### What the task requires
Filter the entries below down to the lines that hold "similar".

————

PR #24791, opened 2020-07-16
Add integration test for resolving `ballerina` modules from central

pramodya1994:
## Check List 
- [ ] Updated Change Log
- [ ] Added necessary tests
  - [ ] Unit Tests
  - [ ] Spec Conformance Tests
  - [ ] Integration Tests
- [ ] Increased Test Coverage   
  - [ ] API documentation 
  - [ ] Ballerina By Examples

### DIFF
--- a/tests/jballerina-integration-test/src/test/java/org/ballerinalang/test/packaging/PackagingTestCase.java
+++ b/tests/jballerina-integration-test/src/test/java/org/ballerinalang/test/packaging/PackagingTestCase.java
@@ -55,6 +55,7 @@ import static org.ballerinalang.cli.module.util.Utils.createHttpUrlConnection;
 import static org.ballerinalang.cli.module.util.Utils.initializeSsl;
 import static org.ballerinalang.cli.module.util.Utils.setRequestMethod;
 import static org.ballerinalang.test.packaging.ModulePushTestCase.REPO_TO_CENTRAL_SUCCESS_MSG;
+import static org.ballerinalang.test.packaging.PackerinaTestUtils.copyFolder;
 import static org.wso2.ballerinalang.compiler.util.ProjectDirConstants.BLANG_COMPILED_PKG_BINARY_EXT;
 import static org.wso2.ballerinalang.util.RepoUtils.BALLERINA_STAGE_CENTRAL;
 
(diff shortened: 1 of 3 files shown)


tests/jballerina-integration-test/src/test/java/org/ballerinalang/test/packaging/PackagingTestCase.java
```diff
@@ -297,6 +298,27 @@ public void testBuildAndRunModuleWithPeriod() throws BallerinaTestException {
...
+    @Test(description = "Test modules with org-name `ballerina` resolving from central, if new version is available")
+    public void testResolveBallerinaModulesFromCentral() throws BallerinaTestException, IOException {
+        // copy `ballerina-central-module` project from resources to a temp
+        Path originalTestProject = Paths
+                .get("src", "test", "resources", "packaging", "scope", "ballerina-central-module").toAbsolutePath();
+        Path projectPath = tempProjectDirectory.resolve("ballerinaCentralModuleProject");
+        copyFolder(originalTestProject, projectPath);
+
+        // Build module
+        LogLeecher buildLeecher = new LogLeecher("ballerina/socket:9.0.0 pulled from central successfully");
```
NipunaRanasinghe, line 310: If I'm not mistaken, this test will be failing once a newer version of the socket module is available, as the module version is hard-coded here. Is it the expected behaviour or am I missing something?

hevayo: This particular module version is pushed to staging central server we used a high version number so that newer version will not break the test.  I doubt socket module will reach 9.0.0. The test will check if newer modules in central will get pulled even though module is found in bit cache.

pramodya1994: The current `ballerina/socket` version is 0.6.5, So we decided to pull a higher version (9.0.0) than that to stg-central. In this test case that pulled version to stg-central is pulling when building this project. Normally we are using stg-central only for testing purposes and newer versions will to add to it. So we will not have a need to update this version in the near future. Do we have any good way of doing this? So I can put another PR for that.

NipunaRanasinghe: @hevayo @pramodya1994 thanks for the explanations. I also think this would okay as we are using an unreachable version. +1

PR #24822, opened 2020-07-17
Add transactional keyword to resource methods

mohanvive:


mohanvive:
> Shall we add a parser test too?

@SupunS Added a parser test.

PR #24835, opened 2020-07-19
Support executing a single test function

### LINKED ISSUE #24628: Support executing a single test function
**Description:**

Running single test cases in the current test framework is not possible. It may be brought about by including groups or disabling tests but this is a cumbersome task.

Dilhasha:
Fixes #24628 

## Check List 
- [ ] Updated Change Log
- [x] Added necessary tests
  - [x] Unit Tests
  - [ ] Spec Conformance Tests
  - [x] Integration Tests
- [ ] Increased Test Coverage   
  - [ ] API documentation 
  - [x] Module documentation in Module.md files
  - [ ] Ballerina By Examples


tests/testerina-integration-test/src/test/java/org/ballerinalang/testerina/test/SelectedFunctionTest.java
```diff
@@ -0,0 +1,97 @@
...
+        balClient.runMain("test", new String[]{"--tests", "testFunc2", "single-test-execution.bal"},
+                null, new String[]{}, new LogLeecher[]{clientLeecher}, projectPath);
+        clientLeecher.waitForText(20000);
+    }
+
+    @Test
+    public void testMultipleFunctionExecution() throws BallerinaTestException {
+        String msg = "2 passing";
+        LogLeecher clientLeecher = new LogLeecher(msg);
+        balClient.runMain("test", new String[]{"--tests", "testFunc,testFunc2",
```
Ibaqu, line 64: Have we considered having tests for test cases that fail as well?

Suppose we have a test case named `testFunc3` that is set to fail. If we have the command `--tests testFunc2, testFunc3 `, then will the result be `2 passing, 1 failing`? 

Also does the execution continue if the testFunc3 is provided at the start. Something like `--tests testFunc3, testFunc2`?

Dilhasha: @Ibaqu The test failure Is similar to how failed tests are handled in our test suites. 

The order of execution is similar to the default test execution. The tests are not run in the order we pass them to the --tests flag.

tests/testerina-integration-test/src/test/resources/single-file-tests/single-test-execution/single-test-execution.bal
```diff
@@ -0,0 +1,51 @@
+import ballerina/test;
```
anupama-pathirage, line 1: Shall we add the license header for this file?

Issue #718, opened 2017-01-11
[Tooling] Resource name does not generate in source view correctly


maheeka:
When switching between source view and drag-drop view name of the resource is different. Rename name with appending characters or removing characters there is always a single character additional or less in the source view.

PR #24838, opened 2020-07-20
Remove ANTLR dependencies from Documentation Analyzer

### LINKED ISSUE #24730: Remove ANTLR dependencies from Documentation Analyzer
**Description:**
* Currently  single-backtick content in markdown documentation is parsed as a single string chunk and subsequently in the documentation analyzer it is re-parsed using ANTLR.

* Parsing of single-backtick content as syntax nodes should be supported from parser itself.

**Related Issues:**
#22030

**Suggested Labels:**
Component/Parser, Component/Compiler

**Suggested Assignees:**
@lochana-chathura

lochana-chathura:
## Purpose
* Add support for parsing of single-backtick content as syntax nodes
* Remove ANTLR dependencies from Documentation Analyzer

Fixes #24730 

## Approach
N/A

## Samples
N/A

## Remarks
N/A

## Check List 
- [ ] Updated Change Log
- [x] Added necessary tests
  - [x] Unit Tests
  - [ ] Spec Conformance Tests
  - [ ] Integration Tests
- [x] Increased Test Coverage   
  - [ ] API documentation 
  - [ ] Ballerina By Examples


compiler/ballerina-parser/src/main/java/io/ballerinalang/compiler/internal/parser/DocumentationLexer.java
```diff
@@ -669,23 +702,79 @@ private STToken readDocumentationBacktickContentToken() {
...
+        }
+
+        reader.advance(lookAheadCount);
+        resetSpecialKeywordInPlace();
+
+        boolean isIdentifier = backtickStr.matches(identifierRegex);
+        if (isIdentifier) {
+            return getIdentifierToken();
+        } else {
+            reportLexerError(DiagnosticWarningCode.WARNING_INVALID_DOCUMENTATION_IDENTIFIER);
```
lochana-chathura, line 746: do we inject parser diagnostic to the compiler diagnostic somewhere? or two APIs act independently?
right now I log a warning for this in the node transformer as well.

SupunS: Yes, we add all the parser errors to the compiler-diagnostics at the [Parser.java](https://github.com/ballerina-platform/ballerina-lang/blob/74c3396849e62f2b13b587bab6af3d1cd8cf7be9/compiler/ballerina-lang/src/main/java/org/wso2/ballerinalang/compiler/parser/Parser.java#L265) class

compiler/ballerina-parser/src/main/java/io/ballerinalang/compiler/internal/parser/DocumentationLexer.java
```diff
@@ -669,23 +702,79 @@ private STToken readDocumentationBacktickContentToken() {
...
+                    nextToken = reader.peek(lookAheadCount);
                     continue;
             }
             break;
         }
 
-        return getDocumentationLiteral(SyntaxKind.BACKTICK_CONTENT);
+        if (!isSpecialKeywordInPlace) {
+            // Look for a x(), m:x(), T.y(), m:T.y() match
+            boolean hasMatch = backtickStr.matches(backtickExprRegex);
```
SupunS, line 728: Shall we use our own method to visit the characters and do this validation? 
Regex-matching can be expensive. I think if we remove that regex, way we can also avoid Line #718 (string concat) which is also a bit expensive.
Usually numeric operations are much faster compared to string operations. eg: (int/char comparison vs string compare, array-access vs map-access)

compiler/ballerina-lang/src/main/java/org/wso2/ballerinalang/compiler/parser/BLangNodeTransformer.java
```diff
@@ -456,6 +459,24 @@ private DiagnosticPos getPosition(Node node) {
...
+        ChildNodeList children = nonTerminalNode.children();
+        // If there's metadata it will be the first child.
+        // Hence set start position from next immediate child.
+        if (children.get(0).kind() == SyntaxKind.METADATA) {
+            LinePosition startPos = children.get(1).lineRange().startLine();
+            LinePosition endPos = node.lineRange().endLine();
+            return new DiagnosticPos(diagnosticSource, startPos.line() + 1, endPos.line() + 1, startPos.offset() + 1,
+                    endPos.offset() + 1);
+        } else {
+            throw new IllegalArgumentException("Node should have metadata");
```
SupunS, line 476: Shall we return the normal-positions if there are no metadata?
Reason is, theres a plan for making metadata optional in the syntax tree.

compiler/ballerina-lang/src/main/java/org/wso2/ballerinalang/compiler/parser/BLangNodeTransformer.java
```diff
@@ -4258,26 +4303,69 @@ private String addReferencesAndReturnDocumentationText(LinkedList<BLangMarkdownR
...
+                    // reaching here means, backtick content is not in one of x(), m:x(), T.y(), m:T.y() formats
+                    // no warning is logged for this case
+                    bLangRefDoc.hasParserWarnings = true;
+                }
 
-                Token backtickContent = docReferenceNode.backtickContent();
-                String contentString = backtickContent.isMissing() ? "" : backtickContent.text();
-                bLangRefDoc.referenceName = contentString;
-                docText.append(contentString);
+                if (!referenceType.isPresent() && backtickContent.kind() != SyntaxKind.BACKTICK_CONTENT) {
```
SupunS, line 4338: can take `!referenceType.isPresent()` condition out, as its common for both conditions.

Also would be good to extract this content to a separate method?

compiler/ballerina-lang/src/main/java/org/wso2/ballerinalang/compiler/parser/BLangNodeTransformer.java
```diff
@@ -4258,26 +4303,69 @@ private String addReferencesAndReturnDocumentationText(LinkedList<BLangMarkdownR
...
                 bLangRefDoc.type = DocumentationReferenceType.BACKTICK_CONTENT;
-                docReferenceNode.referenceType().ifPresent(
+                Optional<Token> referenceType = docReferenceNode.referenceType();
+                referenceType.ifPresent(
                         refType -> {
                             bLangRefDoc.type = stringToRefType(refType.text());
+                            if (backtickContent.kind() == SyntaxKind.BACKTICK_CONTENT) {
+                                // backtick content preceded by a special keyword, should be an identifier
+                                bLangRefDoc.hasParserWarnings = true;
+                                dlog.warning(pos, DiagnosticCode.INVALID_DOCUMENTATION_IDENTIFIER, contentString);
```
SupunS, line 4324: I think we can remove this warning, since all parser errors (should) get added to compiler diagnostics.

stdlib/mime/src/main/ballerina/src/mime/natives.bal
```diff
@@ -620,7 +620,7 @@ function externHasHeader(Entity entity, string headerName, HeaderPosition positi
 # + contentToBeEncoded - Content that needs to be encoded can be of type `string`, `byte[]` or `io:ReadableByteChannel`
 # + charset - Charset to be used. This is used only with the string input
 # + return - An encoded `string` if the given input is of type string, an encoded `byte[]` if the given input is of
-#            type byte[], an encoded `io:ReadableByteChannel` if the given input is of type `io:ReadableByteChannel`,
+#            type byte[], an encoded `io:ReadableByteChannel` if the given input is of type ``io:ReadableByteChannel``,
```
SupunS, line 623: shouldn't this be allowed?
i.e:
```
# some text followed by type `M:X`
```

Spec says "if it is a qualified name M:X, then the source file must have imported M, and X must refer to a public name of an appropriate type in M"

lochana-chathura: this fix was added with fac6140.

seems we have to make an exception for `function` keyword.

Spec says, 
*BFM also recognizes `` `f()` `` as an alternative to `` function `f` ``. **In both cases**, f can have any of the following forms
`x(), m:x(), T.y(), m:T.y()`*

so for `function` keyword, all together 6 formats(`x, m:x, x(), m:x(), T.y(), m:T.y()`) should be allowed right?

SupunS: yea, thats correct.
We can add some parser test - that would be sufficient.

tests/jballerina-unit-test/src/test/java/org/ballerinalang/test/documentation/MarkdownDocumentationTest.java
```diff
@@ -340,7 +340,7 @@ public void testDocumentationNegative() {
         BAssertUtil.validateWarning(compileResult, index++, "no documentable return parameter", 11, 1);
         BAssertUtil.validateWarning(compileResult, index++, "undocumented field 'cd'", 15, 5);
         BAssertUtil.validateWarning(compileResult, index++,
-                "invalid identifier in documentation reference '9invalidServ'", 21, 3);
+                "invalid identifier in documentation reference '9invalidServ'", 21, 12);
```
lochana-chathura, line 343: In case of invalid backtick content, earlier position was given as the start position of doc ref. Now it is directly pointed at the backtick content. 
e.g.
For, ``# service `9invalidServ` ``
* earlier position: warn column 3
* new position: warn column 12

SupunS: thats great!

compiler/ballerina-lang/src/main/java/org/wso2/ballerinalang/compiler/parser/Parser.java
```diff
@@ -268,8 +269,16 @@ private void reportSyntaxDiagnostics(BDiagnosticSource diagnosticSource, SyntaxT
 
             // TODO This is the temporary mechanism
             // We need to merge the diagnostic reporting mechanisms of the new parser and the semantic analyzer
-            DiagnosticCode code = DiagnosticCode.SYNTAX_ERROR;
-            dlog.error(pos, code, syntaxDiagnostic.message());
+            DiagnosticCode code;
+
+            DiagnosticSeverity severity = syntaxDiagnostic.diagnosticInfo().severity();
+            if (DiagnosticSeverity.WARNING.equals(severity)) {
```
SupunS, line 275: can doo `==` for equal check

————

### Expected output
Dilhasha: @Ibaqu The test failure Is similar to how failed tests are handled in our test suites. 
The order of execution is similar to the default test execution. The tests are not run in the order we pass them to the --tests flag.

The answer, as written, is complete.